(Records from a dataset)
────
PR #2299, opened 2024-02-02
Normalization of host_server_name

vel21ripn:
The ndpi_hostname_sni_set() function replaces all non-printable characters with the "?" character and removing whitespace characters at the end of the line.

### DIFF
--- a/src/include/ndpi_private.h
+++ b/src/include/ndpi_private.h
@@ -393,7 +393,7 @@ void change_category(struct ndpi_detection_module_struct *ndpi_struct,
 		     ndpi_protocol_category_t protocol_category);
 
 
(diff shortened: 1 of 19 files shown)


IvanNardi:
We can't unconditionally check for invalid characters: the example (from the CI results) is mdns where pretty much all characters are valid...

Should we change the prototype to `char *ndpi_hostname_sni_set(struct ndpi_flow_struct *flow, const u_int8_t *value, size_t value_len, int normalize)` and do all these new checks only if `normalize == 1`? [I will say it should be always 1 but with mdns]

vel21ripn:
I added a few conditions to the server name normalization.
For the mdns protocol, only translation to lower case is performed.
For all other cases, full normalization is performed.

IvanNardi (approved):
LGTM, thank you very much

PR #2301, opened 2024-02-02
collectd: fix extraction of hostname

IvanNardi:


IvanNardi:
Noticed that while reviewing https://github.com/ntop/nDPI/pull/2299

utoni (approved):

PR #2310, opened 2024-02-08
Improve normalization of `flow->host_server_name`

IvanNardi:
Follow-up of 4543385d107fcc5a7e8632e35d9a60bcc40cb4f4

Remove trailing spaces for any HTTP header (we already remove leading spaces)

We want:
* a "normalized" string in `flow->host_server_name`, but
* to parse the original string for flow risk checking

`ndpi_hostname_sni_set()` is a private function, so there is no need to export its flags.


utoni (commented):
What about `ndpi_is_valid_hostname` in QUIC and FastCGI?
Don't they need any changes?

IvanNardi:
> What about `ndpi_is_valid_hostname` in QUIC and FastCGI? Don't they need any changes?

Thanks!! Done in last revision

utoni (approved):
────
▶ [What this task involves]: Set down the records again, exactly.

▶ [Output]:
PR #2299, opened 2024-02-02
Normalization of host_server_name

vel21ripn:
The ndpi_hostname_sni_set() function replaces all non-printable characters with the "?" character and removing whitespace characters at the end of the line.

### DIFF
--- a/src/include/ndpi_private.h
+++ b/src/include/ndpi_private.h
@@ -393,7 +393,7 @@ void change_category(struct ndpi_detection_module_struct *ndpi_struct,
 		     ndpi_protocol_category_t protocol_category);
 
 
(diff shortened: 1 of 19 files shown)


IvanNardi:
We can't unconditionally check for invalid characters: the example (from the CI results) is mdns where pretty much all characters are valid...

Should we change the prototype to `char *ndpi_hostname_sni_set(struct ndpi_flow_struct *flow, const u_int8_t *value, size_t value_len, int normalize)` and do all these new checks only if `normalize == 1`? [I will say it should be always 1 but with mdns]

vel21ripn:
I added a few conditions to the server name normalization.
For the mdns protocol, only translation to lower case is performed.
For all other cases, full normalization is performed.

IvanNardi (approved):
LGTM, thank you very much

PR #2301, opened 2024-02-02
collectd: fix extraction of hostname

IvanNardi:


IvanNardi:
Noticed that while reviewing https://github.com/ntop/nDPI/pull/2299

utoni (approved):

PR #2310, opened 2024-02-08
Improve normalization of `flow->host_server_name`

IvanNardi:
Follow-up of 4543385d107fcc5a7e8632e35d9a60bcc40cb4f4

Remove trailing spaces for any HTTP header (we already remove leading spaces)

We want:
* a "normalized" string in `flow->host_server_name`, but
* to parse the original string for flow risk checking

`ndpi_hostname_sni_set()` is a private function, so there is no need to export its flags.


utoni (commented):
What about `ndpi_is_valid_hostname` in QUIC and FastCGI?
Don't they need any changes?

IvanNardi:
> What about `ndpi_is_valid_hostname` in QUIC and FastCGI? Don't they need any changes?

Thanks!! Done in last revision

utoni (approved):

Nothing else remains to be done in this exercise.